Ilya Sutskever
(Toronto, Geoff Hinton’s group)
Thursday 8th December 2011
16:00
Gatsby Seminar Room, 4th Floor
Alexandra House, 17 Queen Square, London, WC1N 3AR
Training and Applications of Recurrent Neural Networks
Recurrent Neural Networks (RNN) form a powerful class of sequence
models whose high-dimensional hidden state and nonlinear dynamics
enable it to express highly complex sequence relations. Despite the
RNNs' appeal, they did not enjoy widespread use due to the extreme
difficulty of their training problem on tasks with long range temporal
dependencies.
In this work we resolve the longstanding problem of training RNNs on
such tasks. We show that RNNs can be successfully trained to solve
tasks exhibiting pathological long range temporal dependencies using the
recently introduced Hessian-Free optimizer and a novel technique termed "structural damping".
We then apply a new multiplicative RNN architecture to the problem of
predicting the next character in a stream of text.
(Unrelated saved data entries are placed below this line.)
PR #211, opened 2017-05-10
Add RedisCluster

emirb:
Based on https://github.com/zgb7mtr/phpredis_cluster_phpdoc


emirb:
When can we expect to be in the app?

PR #217, opened 2017-05-21
Added ArgumentCountError class

Fleshgrinder:


Core/Core_c.php
```diff
@@ -476,6 +476,15 @@ class AssertionError extends Error {
 }
 
 /**
+ * ArgumentCountError is thrown when too few arguments are passed to a user
+ * defined routine.
+ *
+ * @since 7.1
+ * @see https://php.net/migration71.incompatible#migration71.incompatible.too-few-arguments-exception
+ */
+class ArgumentCountError extends Error {}
```
oshdev: According to the official docs http://php.net/manual/en/class.argumentcounterror.php ArgumentCountError extends \TypeError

The RNN made more
accurate predictions than the Sequence Memoizer, and learned that
quotes and parentheses balance. Such long-range regularities are
fundamentally unrepresentable by any language model based on exact string
matches. The RNN was trained on 8 GPUs for 5 days, and is the largest
RNNs application to date.
Joint work with James Martens and Geoff Hinton.